In order to create a new Lucene index schema, the following parameters must be specified:

  • Schema name. The name of the schema which will be used in order to reference it from the index creation/edition screens.
  • Unique key. This indicates the name of the schema field which represents the primary key.
  • Default search field. This specifies the name of the schema field through which the searches will be made on the index, when a field in the query is not specified explicitly. This field will be created by Aracne and will contain the concatenation of the content of all the searchable fields in the schema.

Additionally, it is possible to specify certain data for specific schema fields. In order to specify certain indexing properties for a field it is necessary to add an entry in the section Customized fields, thus allowing the configuration of the following properties:

  • Name. Name of the field to which the properties specified below are applied.
  • Index. This allows specifying whether searches can be made by a field and its type. The possible values are:
    • NO. Do not index the field, i.e. no searches are allowed by this field.
    • ANALYZED. This indexes the value of the field using the analyzer used by the index.
    • NOT_ANALYZED. This indexes the value of the field, but without using the analyzer. This also allows carrying out searches by this field.
  • Store. This allows specifying whether the field is stored in the index (i.e. if it will be shown as part of the document when it is returned as a search result). The possible values are:
    • NO. It does not store the field value in the index.
    • YES. This stores the original value of the field in the index.
  • Boost. This specifies the default relevance of the field in the searches. This is a positive value. When raising this value, more importance will be given in the searches to the documents which contain occurrences of the words searched for in this field.
  • Search. This specifies whether the content of the field is to be stored in the Default search field so that it is included in the global searches (when no field is specified in the schema). The possible values are:
    • NO. The content of the field is not stored in the default search field.
    • YES. The content of the field is stored in the default search field.

By default, all the non-binary fields of the document sent to the indexing server will be stored in the index (Store = YES), divided into words (Index = ANALYZED), with relevance 1 (Boost = 1), and their content is included in the Default search field.

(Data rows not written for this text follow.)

Issue #26340, opened 2023-09-12
8.3 - JavaExec - argumentProviders with Input Provider results into Provider is queried before task run isn't support


hfhbd:
### Current Behavior

```
Execution failed for task ':generateLexer'.
> Querying the mapped value of task ':generateLexer' property 'targetOutputDir' before task ':generateLexer' has completed is not supported
```

Build scan: https://gradle.com/s/q6xg7xsjyyqno

Repo: https://github.com/hfhbd/gradle-jvmargprovider-bug

PR: Bumping Gradle from 8.2.1 to 8.3 https://github.com/hfhbd/gradle-jvmargprovider-bug/pull/1

### Expected Behavior

Behavior from 8.2.1: 
```
Task :generateLexer FAILED
Error: Could not find or load main class jflex.Main
Caused by: java.lang.ClassNotFoundException: jflex.Main


FAILURE: Build failed with an exception.

* What went wrong:
Execution failed for task ':generateLexer'.
0 problems were found storing the configuration cache.
> Process 'command '/usr/lib/jvm/temurin-11-jdk-amd64/bin/java'' finished with non-zero exit value 1
```

Reason for failure: The reproducer does not contain this class on the class path, and it doesn't matter for the reproducer. Gradle executes the task `generateLexer` correctly.

### Context (optional)

I have a custom JavaExec task with uses the task inputs as inputs to the called main class, using argumentProvider to enable laziness.

I enabled stable configuration cache.

### Steps to Reproduce

Repo: https://github.com/hfhbd/gradle-jvmargprovider-bug

To reproduce:
1. Bump Gradle from 8.2.1 to 8.3
2. `./gradlew generateLexer`

There is already a bumped branch: `gradle83`

### Gradle version

8.3

### Gradle version that used to work

8.2.1

### Build scan URL (optional)

https://gradle.com/s/q6xg7xsjyyqno

hfhbd:
Workaround:
Replace 
```kotlin
private val <T : FileSystemLocation> Provider<T>.path: Provider<String>
  get() = map { it.asFile.canonicalPath }
```
with
```kotlin
private val <T : FileSystemLocation> Provider<T>.path: String
  get() = get().asFile.canonicalPath
```

erdi:
[...]

PR #37801, opened 2026-05-05
Introduce lazy variants of some file properties instead of upgrading them

asodja:
## Summary

Instead of upgrading certain `File` properties to lazy `RegularFileProperty` / `DirectoryProperty` with the same name (which leaves users with a confusing `File` → `DirectoryProperty` migration in their build scripts), this PR adds a **renamed** lazy property and keeps the original eager getter as a backward-compatible bridge. 

## ConventionMapping bridge for renamed properties

Some plugins use ConventionMapping on old properties. We also add a special ProviderApiMigrationConventionHelper that makes sure convention mapping works even after rename.

## Renamed (14 properties)

| Class | Old (eager `File`) | New (lazy) |
|---|---|---|
| `JacocoTaskExtension` | `getClassDumpDir()` | `getClassDumpDirectory(): DirectoryProperty` |
| `War` | `getWebXml()` | `getWebXmlFile(): RegularFileProperty` |
| `CreateStartScripts` | `getOutputDir()` | `getOutputDirectory(): DirectoryProperty` |
| `CreateStartScripts` | `getUnixScript()` | `getUnixScriptFile(): RegularFileProperty` |
| `CreateStartScripts` | `getWindowsScript()` | `getWindowsScriptFile(): RegularFileProperty` |
| `GroovyCompileOptions` | `getConfigurationScript()` | `getConfigurationScriptFile(): RegularFileProperty` |
| `GroovyCompileOptions` | `getStubDir()` | `getStubDirectory(): DirectoryProperty` |
| `CodeQualityExtension` | `getReportsDir()` | `getReportsDirectory(): DirectoryProperty` |
| `GenerateIvyDescriptor` | `getDestination()` | `getDestinationFile(): RegularFileProperty` |
| `GenerateMavenPom` | `getDestination()` | `getDestinationFile(): RegularFileProperty` |
| `Javadoc` | `getDestinationDir()` | `getDestinationDirectory(): DirectoryProperty` |
| `Groovydoc` | `getDestinationDir()` | `getDestinationDirectory(): DirectoryProperty` |
| `ScalaDoc` | `getDestinationDir()` | `getDestinationDirectory(): DirectoryProperty` |

Done in a separate PR https://github.com/gradle/gradle/pull/38061:
| Class | Old (eager `File`) | New (lazy) |
|---|---|---|
| `ProcessForkOptions` | `getWorkingDir()` | `getWorkingDirectory(): DirectoryProperty` |

## Properties that will be upgraded with Gradle 10

These will be migrated via `@ReplacesEagerProperty`. 
The property name is unchanged.

**`File` → `DirectoryProperty`**

| Class | Property |
|---|---|
| `AntlrTask` | `getOutputDirectory` |
| `MinimalJavadocOptions` | `getDestinationDirectory` |
| `TestNGOptions` | `getOutputDirectory` |
| `DirectoryBuildCache` | `getDirectory` | Skipped by request (proposed name was `getLocation`) |
| `ConventionReportTask` | `getOutputFile` |
| `JacocoTaskExtension` | `getDestinationFile` |
| `StandardJavadocDocletOptions` | `getHelpFile` |
| `StandardJavadocDocletOptions` | `getStylesheetFile` |
| `Wrapper` | `getJarFile` |
| `Wrapper` | `getScriptFile` |


platforms/jvm/jacoco/src/main/java/org/gradle/testing/jacoco/plugins/JacocoTaskExtension.java
```diff
@@ -211,12 +211,32 @@ public Property<Boolean> getIsDumpOnExit() {
     /**
      * Path to dump all class files the agent sees are dumped to. Defaults to no dumps.
      *
-     * @since 3.4
+     * @since 9.6.0
      */
     @Optional
     @LocalState
-    @ReplacesEagerProperty
```
abstratt: I think we should still have some metadata that allows automated migration tools/agents to figure out what API in Gradle 10 replaces what API in Gradle 9.

jvandort:
Have we considered that Directory and RegularFile are more clunky than they're worth and we should just use `Property<File>` everywhere?

I assume they exist so we can enforce that a given file is a directory or not a directory, but don't we have @InputFile @InputDirectory for that?

I was always not a fan of the .get().getAsFile() mess that we force users into, and I feel these changes are going to make that even worse

platforms/core-configuration/model-core/src/main/java/org/gradle/internal/extensibility/ConventionAwareHelper.java
```diff
@@ -68,12 +68,22 @@ private MappedProperty map(String propertyName, MappedPropertyImpl mapping) {
                 "You can't map a property that does not exist: propertyName=" + propertyName);
         }
 
+        Class<? extends IConventionAware> sourceType = _source.getClass();
+
+        // Route ConventionMapping("oldName") to the renamed lazy property's `.convention()` API
+        // for properties whose lazy version has been renamed during the provider-api migration
+        // (e.g. CreateStartScripts: getOutputDir File -> getOutputDirectory DirectoryProperty).
+        // The eager getter is kept as a backward-compat bridge but external plugins still register conventions with the old name.
+        String renamedProperty = ProviderApiMigrationConventionHelper.findRenamedProperty(sourceType, propertyName);
```
abstratt, line 76: 💭 I missed having some coverage for this. Are there test cases that would fail if `findRenamedProperty` always returned null? Maybe ask Claude to add a data-driven test case that covers all the renamed properties (including implementation classes and subinterfaces)?

platforms/core-configuration/model-core/src/main/java/org/gradle/internal/extensibility/ProviderApiMigrationConventionHelper.java
```diff
@@ -0,0 +1,138 @@
...
+        }
+        return null;
+    }
+
+    private static String capitalize(String s) {
+        return Character.toUpperCase(s.charAt(0)) + s.substring(1);
+    }
+
+    private static String decapitalize(String s) {
+        return Character.toLowerCase(s.charAt(0)) + s.substring(1);
```
abstratt: ❓ 

Doesn't this break with  properties that are all-caps (`getIURI()`) or have two or more capital letters(`getJFlags()`)? Claude suggested `Introspector.decapitalize()`, use widely in the codebase

platforms/jvm/plugins-application/src/main/java/org/gradle/jvm/application/tasks/CreateStartScripts.java
```diff
@@ -202,36 +202,75 @@ private String computeExitEnvironmentVar() {
...
+
     /**
      * The directory to write the scripts into.
+     *
+     * @since 9.6.0
      */
     @OutputDirectory
-    @ReplacesEagerProperty
-    public DirectoryProperty getOutputDir() {
+    @Optional
```
abstratt: ❓ The original property was `@Nullable`, and this is `Optional`. Could you explain that?

platforms/jvm/war/src/main/java/org/gradle/api/tasks/bundling/War.java
```diff
@@ -73,7 +74,7 @@ public War() {
 
         CopySpecInternal renameSpec = webInf.addChild();
         renameSpec.into("");
-        renameSpec.from((Callable<?>) () -> getWebXml().getOrNull());
+        renameSpec.from((Callable<File>) () -> getWebXmlFile().getAsFile().getOrNull());
```
abstratt, line 80: ❓ 

Couldn't this be:

```
renameSpec.from(getWebXmlFile());
```

platforms/core-runtime/process-services/src/main/java/org/gradle/process/internal/DefaultProcessForkOptions.java
```diff
@@ -115,16 +116,31 @@ public ProcessForkOptions executable(Object executable) {
...
 
     @Override
-    public DirectoryProperty getWorkingDir() {
+    public DirectoryProperty getWorkingDirectory() {
         return workingDir;
     }
 
+    @Override
+    public File getWorkingDir() {
+        return getWorkingDirectory().isPresent() ? getWorkingDirectory().get().getAsFile() : null;
```
abstratt: ❌ 

The spec says: 

> "Never returns null"

platforms/jvm/plugins-application/src/main/java/org/gradle/jvm/application/tasks/CreateStartScripts.java
```diff
@@ -202,36 +202,75 @@ private String computeExitEnvironmentVar() {
...
      * Returns the full path to the Unix script. The target directory is represented by the output directory, the file name is the application name without a file extension.
      * TODO: This should be Provider[RegularFile], but we don't support such upgrade with @ReplacesEagerProperty
+     *
+     * @since 9.6.0
      */
     @Internal
-    @ReplacesEagerProperty(replacedAccessors = @ReplacedAccessor(value = GETTER, name = "getUnixScript"))
-    public RegularFileProperty getUnixScript() {
+    public RegularFileProperty getUnixScriptFile() {
         return getObjectFactory().fileProperty().value(
```
abstratt: ❓ Why do we create a new property every time?

platforms/jvm/plugins-application/src/main/java/org/gradle/jvm/application/tasks/CreateStartScripts.java
asodja: Good catch, I need to fix that

platforms/core-runtime/process-services/src/main/java/org/gradle/process/internal/DefaultProcessForkOptions.java
asodja: Good catch

platforms/jvm/plugins-application/src/main/java/org/gradle/jvm/application/tasks/CreateStartScripts.java
asodja: Good question, I need to research why I added it that way, I will take a look

platforms/jvm/war/src/main/java/org/gradle/api/tasks/bundling/War.java
asodja: I had this initially, but this broke some tests, since it's resolved differently (eagerly?)

asodja:
@jvandort 
> Have we considered that Directory and RegularFile are more clunky than they're worth and we should just use Property<File> everywhere?

Good question. We have general consensus we will use wrappers around Java File types. They are definitely clunky. But this is a bigger discussion around Provider API evolution, that I don't have a good answer to right now. I feel we should not research that as part of Provider API migration since it could become a rabbit hole. 

Do you want to open this discussion in a Slack thread to include also others and gets some opinions there?

lkasso:
@asodja, depending on where this lands, we need to add an upgrade_guide entry:

```
[[deprecated_eager_file_properties]]
==== Deprecation of eager `File` properties in favor of lazy alternatives

Several task and extension types have had their eager `File` properties deprecated in favor of lazy `DirectoryProperty` or `RegularFileProperty` equivalents.
The deprecated properties will be removed in Gradle 10.

The following table lists all affected properties and their replacements:

[cols="1,1,1", options="header"]
|===
| Type | Deprecated property | Replacement

| `Javadoc`
| `destinationDir`
| `destinationDirectory`

| `JacocoReport`
| `executionData` (file collection)
| Use `executionData.from()` instead

| `JacocoReportBase`
| `executionData` (file collection)
| Use `executionData.from()` instead

| `JavaCompile`
| `destinationDir`
| `destinationDirectory`

| `AbstractCompile`
| `destinationDir`
| `destinationDirectory`

| `ProcessResources`
| `destinationDir`
| `destinationDirectory`

| `Copy`
| `destinationDir`
| `destinationDirectory`

| `Sync`
| `destinationDir`
| `destinationDirectory`

| `AbstractCopyTask`
| `destinationDir`
| `destinationDirectory`

| `SourceSetOutput`
| `resourcesDir`
| `resourcesDirectory`

| `SourceTask`
| `source` (file tree)
| `source.from()`

| `SourceDirectorySet`
| `outputDir`
| `destinationDirectory`

| `BasePluginExtension`
| `libsDirectory`
| `libsDirectory` (now returns `DirectoryProperty`)

| `BasePluginExtension`
| `distsDirectory`
| `distsDirectory` (now returns `DirectoryProperty`)
|===

For example, if you configure `Javadoc.destinationDir`, migrate to `destinationDirectory`:

====
[.multi-language-sample]
=====
.build.gradle
[source,groovy]
----
javadoc {
    // Deprecated
    destinationDir = file("${layout.buildDirectory}/custom-javadoc")

    // Replacement
    destinationDirectory = layout.buildDirectory.dir("custom-javadoc")
}
----
=====
[.multi-language-sample]
=====
.build.gradle.kts
[source,kotlin]
----
tasks.javadoc {
    // Deprecated
    destinationDir = file("${layout.buildDirectory}/custom-javadoc")

    // Replacement
    destinationDirectory = layout.buildDirectory.dir("custom-javadoc")
}
----
=====
====
```

platforms/core-configuration/model-core/src/main/java/org/gradle/internal/extensibility/ProviderApiMigrationConventionHelper.java
asodja: Fixed

platforms/jvm/plugins-application/src/main/java/org/gradle/jvm/application/tasks/CreateStartScripts.java
asodja: Fixed

platforms/core-runtime/process-services/src/main/java/org/gradle/process/internal/DefaultProcessForkOptions.java
asodja: Fixed

platforms/jvm/javadoc/src/main/java/org/gradle/api/tasks/javadoc/Javadoc.java
```diff
@@ -139,7 +140,7 @@ public Javadoc() {
 
     @TaskAction
     protected void generate() {
-        File destinationDir = getDestinationDir().getAsFile().get();
+        File destinationDir = getDestinationDirectory().get().getAsFile();
```
hegyibalint, line 147: 🤔 Maybe out of scope for this PR, but I think for file-based properties, and especially in this case, we could add next to the `getAsFileTree()` method a `getAsFile()` method, so we don't need that intermediate `get()`.

platforms/jvm/plugins-application/src/main/java/org/gradle/jvm/application/tasks/CreateStartScripts.java
asodja: Fixed, now it's a abstract method and original value is a convention

testing/architecture-test/src/changes/accepted-changes/propertyExtension-accepted-public-api-changes.json
```diff
@@ -3,7 +3,7 @@
         {
             "type": "org.gradle.kotlin.dsl.PropertyExtensionsKt",
             "member": "Method org.gradle.kotlin.dsl.PropertyExtensionsKt.get(org.gradle.api.provider.MapProperty,java.lang.Object)",
-            "acceptation": "New += API",
+            "acceptation": "New +\u003d API",
```
hegyibalint: ❓ Huh, why this new encoding?

testing/architecture-test/src/changes/accepted-changes/provider-api-migration-accepted-public-api-changes.json
```diff
@@ -1,20 +1,157 @@
...
     "acceptedApiChanges": [
+        {
+            "type": "org.gradle.api.plugins.quality.CodeQualityExtension",
+            "member": "Method org.gradle.api.plugins.quality.CodeQualityExtension.getReportsDirectory()",
+            "acceptation": "Renamed lazy property added; eager getReportsDir() retained as a bridge",
+            "changes": [
+                "Method added to public class",
+                "Abstract method has been added to this class"
+            ]
+        },
```
hegyibalint: 🤔 Are these happening because we skipped the `@Incubating` phase?

testing/architecture-test/src/changes/accepted-changes/provider-api-migration-accepted-public-api-changes.json
```diff
@@ -1,20 +1,157 @@
...
+                "Method added to public class",
+                "Abstract method has been added to this class",
+                "ANNOTATION_ADDED"
+            ]
+        },
         {
             "type": "org.gradle.api.tasks.wrapper.Wrapper",
             "member": "Method org.gradle.api.tasks.wrapper.Wrapper.setJarFile(java.lang.Object)",
-            "acceptation": "Removed since it's an Object setter",
+            "acceptation": "Removed since it\u0027s an Object setter",
```
hegyibalint: ❓ Huh, why this new encoding?

hegyibalint (changes requested):
Renaming LGTM, some questions and a concern about some weird encoding

testing/architecture-test/src/changes/accepted-changes/propertyExtension-accepted-public-api-changes.json
asodja: Good catch. Will fix it, alphabetic sort task does that

testing/architecture-test/src/changes/accepted-changes/provider-api-migration-accepted-public-api-changes.json
asodja: I will take a look

testing/architecture-test/src/changes/accepted-changes/provider-api-migration-accepted-public-api-changes.json
asodja: Good catch. Will fix it, alphabetic sort task does that

testing/architecture-test/src/changes/accepted-changes/provider-api-migration-accepted-public-api-changes.json
asodja: Yes, this was the reason. I added `@Incubating` for now

testing/architecture-test/src/changes/accepted-changes/provider-api-migration-accepted-public-api-changes.json
asodja: This was fixed

platforms/core-configuration/model-core/src/main/java/org/gradle/internal/extensibility/ProviderApiMigrationConventionHelper.java
```diff
@@ -0,0 +1,133 @@
...
+ * with a different name (e.g. {@code outputDir} -> {@code outputDirectory}).
+ *
+ * <p>The eager getter is kept as a backward-compatible bridge, but ConventionMapping
+ * registration uses the old property name and would otherwise never propagate to the lazy
+ * property. This helper holds a hardcoded set of known renames so {@link ConventionAwareHelper}
+ * can route the convention to the lazy property's {@code .convention()} API directly.</p>
+ *
+ * <p>Entries should be removed when the eager bridge is removed in a future major release.</p>
+ */
+class ProviderApiMigrationConventionHelper {
```
big-guy, line 42: Can this not just look at `ReplacedBy`?

platforms/documentation/docs/src/snippets/reference/plugin-development/reactingToPlugins/groovy/buildSrc/src/main/java/InhouseConventionWarPlugin.java
```diff
@@ -6,7 +6,7 @@
 public class InhouseConventionWarPlugin implements Plugin<Project> {
     public void apply(Project project) {
         project.getTasks().withType(War.class).configureEach(war ->
-            war.setWebXml(project.file("src/someWeb.xml")));
+            war.getWebXmlFile().set(project.file("src/someWeb.xml")));
```
big-guy: It doesn't quite matter, but I would probably make this `.convention`

platforms/jvm/code-quality/src/main/java/org/gradle/api/plugins/quality/CodeQualityExtension.java
```diff
@@ -82,16 +85,25 @@ public void setIgnoreFailures(boolean ignoreFailures) {
...
+        return getReportsDirectory().isPresent() ? getReportsDirectory().get().getAsFile() : null;
     }
 
     /**
-     * The directory where reports will be generated.
+     * Sets the directory where reports will be generated.
      */
     public void setReportsDir(File reportsDir) {
-        this.reportsDir = reportsDir;
+        getReportsDirectory().set(reportsDir);
```
big-guy, line 109: To fully mimic previous behavior, this also needs to set `getReportsDirectory().convention(reportsDir)`

platforms/jvm/code-quality/src/main/java/org/gradle/api/plugins/quality/CodeQualityExtension.java
```diff
@@ -82,16 +85,25 @@ public void setIgnoreFailures(boolean ignoreFailures) {
...
+    public abstract DirectoryProperty getReportsDirectory();
+
+    /**
+     * The directory where reports will be generated.
+     */
+    @ReplacedBy("reportsDirectory")
+    @NotToBeReplacedByLazyProperty(because = "Bridge for backward compatibility, use getReportsDirectory() instead", willBeDeprecated = true)
     public File getReportsDir() {
-        return reportsDir;
+        return getReportsDirectory().isPresent() ? getReportsDirectory().get().getAsFile() : null;
```
big-guy, line 102: Why not `getReportsDirectory().getAsFile().getOrNull()`?

platforms/jvm/code-quality/src/main/java/org/gradle/api/plugins/quality/CodeQualityExtension.java
```diff
@@ -82,16 +85,25 @@ public void setIgnoreFailures(boolean ignoreFailures) {
 
     /**
      * The directory where reports will be generated.
+     *
+     * @since 9.7.0
      */
-    @ToBeReplacedByLazyProperty
+    @Incubating
+    public abstract DirectoryProperty getReportsDirectory();
```
big-guy, line 94: ❌ The XML for our docs need to be updated with any new properties.

platforms/jvm/jacoco/src/main/java/org/gradle/testing/jacoco/plugins/JacocoTaskExtension.java
```diff
@@ -93,6 +97,7 @@ public JacocoTaskExtension(ObjectFactory objects, JacocoAgentJar agent, JavaFork
         this.agent = agent;
         this.task = task;
         destinationFile = objects.fileProperty();
+        classDumpDirectory = objects.directoryProperty();
```
big-guy: We should be able to make this abstract like the others too?

platforms/jvm/javadoc/src/main/java/org/gradle/api/tasks/javadoc/Javadoc.java
big-guy: FileSystemLocationProperty has a getAsFile already.

platforms/jvm/war/src/main/java/org/gradle/api/tasks/bundling/War.java
big-guy: I wonder if it's the difference between `from(null)` and `from(() -> null)`?

big-guy (changes requested):
I only left comments on the first occurrence of some things that I think should change.

Overall, I think this is in the right direction

platforms/jvm/code-quality/src/main/java/org/gradle/api/plugins/quality/CodeQualityExtension.java
asodja: I wanted to avoid weird failures, like https://github.com/gradle/gradle/issues/26340 where mapping in some cases fails. While this is true only for output directories, I applied this pattern to all properties

platforms/jvm/javadoc/src/main/java/org/gradle/api/tasks/javadoc/Javadoc.java
asodja: > we could add next to the getAsFileTree() method a getAsFile() method

As Sterling said, we have `getAsFile` but it return `Provider<Directory>` so you still need to call `get()` at the end, so you would have:
```
getDestinationDirectory().getAsFile().get()
```

platforms/jvm/code-quality/src/main/java/org/gradle/api/plugins/quality/CodeQualityExtension.java
asodja: Good catch

platforms/core-configuration/model-core/src/main/java/org/gradle/internal/extensibility/ProviderApiMigrationConventionHelper.java
asodja: We can add support for `ReplacedBy`. It would be cleaner solution. 

It has two caveats:
- it needs to get property method via reflection and check the annotation for every convention mapping
- it also applies to all `ReplacedBy` methods that are already there, which could be seen as a bug fix

platforms/documentation/docs/src/snippets/reference/plugin-development/reactingToPlugins/groovy/buildSrc/src/main/java/InhouseConventionWarPlugin.java
asodja: Fixed

platforms/jvm/code-quality/src/main/java/org/gradle/api/plugins/quality/CodeQualityExtension.java
asodja: Why is that?

platforms/jvm/war/src/main/java/org/gradle/api/tasks/bundling/War.java
asodja: So `from(null) and from(() -> null)` are both skipped -> Callable<File> is unpacked and nukll is skipped, so it should be the same.

While `from(getWebXmlFile())` as Rafael suggested is different, since getWebXmlFile() is a Property. UnpackingVisitor wraps it in a `ProviderBackedFileCollection(..., REQUIRE_PRESENT)`. On resolution it calls `provider.get()`, which throws when the `property has no value` exception.

asodja:
@bot-gradle test this BD

platforms/jvm/jacoco/src/main/java/org/gradle/testing/jacoco/plugins/JacocoTaskExtension.java
asodja: Fixed

asodja:
@bot-gradle test this APT

platforms/core-configuration/model-core/src/main/java/org/gradle/internal/extensibility/ProviderApiMigrationConventionHelper.java
asodja: I changed this logic so we figure it out via `ReplacedBy` annotation as suggested

platforms/core-configuration/model-core/src/main/java/org/gradle/internal/extensibility/ProviderApiMigrationConventionHelper.java
```diff
@@ -0,0 +1,95 @@
...
+ * can route legacy {@code getConventionMapping().map("oldName", ...)} calls to the lazy
+ * property's {@code .convention()} API.
+ *
+ * <p>Renames are discovered from {@link ReplacedBy} on the old getter and only routed when the
+ * replacement is a lazy ({@link SupportsConvention}) property. They are computed once per class
+ * and cached, so lookups are constant-time without reflection.</p>
+ */
+class ProviderApiMigrationConventionHelper {
+
+    private static final ClassValue<Map<String, String>> REPLACED_PROPERTIES = new ClassValue<Map<String, String>>() {
```
big-guy, line 44: I think this may cause classloaders for user provided types to never become collectable?

cc @octylFractal

platforms/jvm/code-quality/src/main/java/org/gradle/api/plugins/quality/CheckstylePlugin.java
```diff
@@ -108,17 +104,10 @@ private void configureTaskConventionMapping(Configuration configuration, Checkst
...
+        Provider<Directory> reportsDir = extension.getReportsDirectory();
         task.getReports().all(action(report -> {
             report.getRequired().convention(!report.getName().equals("sarif"));
-            report.getOutputLocation().convention(
-                layout.getProjectDirectory().file(providers.provider(() -> {
-                    String reportFileName = baseName + "." + report.getName();
-                    return new File(reportsDir.get().getAsFile(), reportFileName).getAbsolutePath();
-                }))
-            );
+            report.getOutputLocation().convention(reportsDir.map(dir -> dir.file(baseName + "." + report.getName())));
```
big-guy: I think you could
```suggestion
            report.getOutputLocation().convention(reportsDir.file(baseName + "." + report.getName()));
```
if you use DirectoryProperty for reportsDir vs the Provider

platforms/jvm/code-quality/src/main/java/org/gradle/api/plugins/quality/CodeQualityExtension.java
big-guy: `set(null)` means "unset the value and return to the convention", so if the convention was not cleared, you would change behavior sometimes.

Previously, if you had:
```
checkstyle.reportsDir = file("path/to/somewhere")
// far away ...
checkstyle.reportsDir = null
```
`checkstyle.reportsDir` would return null.  

With this change, if `reportsDirectory` has a convention set, this same pattern would return the convention instead of null. For file paths, especially those that are inputs/outputs, it's unlikely these are being explicitly set to null.

There's also some similarity to how convention mapping works. Once a value has been set on a property with convention mapping, we never go back to the convention mapping, so calling both `set(...)` and `convention(...)` makes the setter's value "win" always.

We ran into this problem with `Property<String>`'s on archive tasks where the convention was a non-empty string and setting the property to null used to clear it/make it an empty string.

platforms/jvm/code-quality/src/main/java/org/gradle/api/plugins/quality/CodeQualityExtension.java
big-guy: Did you actually see these issues? 

For #26340 to be an issue, we would need to be calling this getter ourselves in the task action?

big-guy (changes requested):

platforms/core-configuration/model-core/src/main/java/org/gradle/internal/extensibility/ProviderApiMigrationConventionHelper.java
octylFractal: The whole point of `ClassValue` is to avoid that, as the value is held in the `Class` itself and this field holds no reference to the `Class`.

platforms/jvm/code-quality/src/main/java/org/gradle/api/plugins/quality/CheckstylePlugin.java
asodja: Fixed

platforms/jvm/code-quality/src/main/java/org/gradle/api/plugins/quality/CodeQualityExtension.java
asodja: Fixed

platforms/jvm/code-quality/src/main/java/org/gradle/api/plugins/quality/CodeQualityExtension.java
asodja: I changed this to always apply also convention, but it looks a bit funny

platforms/jvm/code-quality/src/main/java/org/gradle/api/plugins/quality/CodeQualityExtension.java
asodja: I didn't see this issues, but I applied this pattern everywhere just to not have to deal with potential issues :) 
If you prefer I do `getReportsDirectory().getAsFile().getOrNull()` I can change it.


> We would need to be calling this getter ourselves in the task action?

That is true

asodja:
@bot-gradle test this

asodja:
@bot-gradle test this

asodja:
@bot-gradle test this

big-guy (approved):

lkasso:
@asodja, are there any docs planned?

asodja:
@lkasso I've opened https://github.com/gradle/gradle/issues/38362. Let's do it there. I will add you as a reviewer for a PR

asodja:
@bot-gradle test this

asodja:
@bot-gradle test this

hegyibalint (approved):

The schema of default indexes (standard) defines the “identifier” field as the primary key and as the default search field “searchableContent”. It also defines the fields “path” and “mimetype” as not analyzed (Index = NOT_ANALYZED), stored in the index (Store = YES), and its content is not stored in the default search field (Search = NO).

There is another default schema (globalsearch) which is intended to be used with the Denodo Global Search crawler. This schema is defined as the standard schema, with some additional fields: “name”, “type” and “self”. These three fields are configured as not analyzed (Index = NOT_ANALYZED), stored in the index (Store = YES) and its content is stored in the default search field (Search = YES).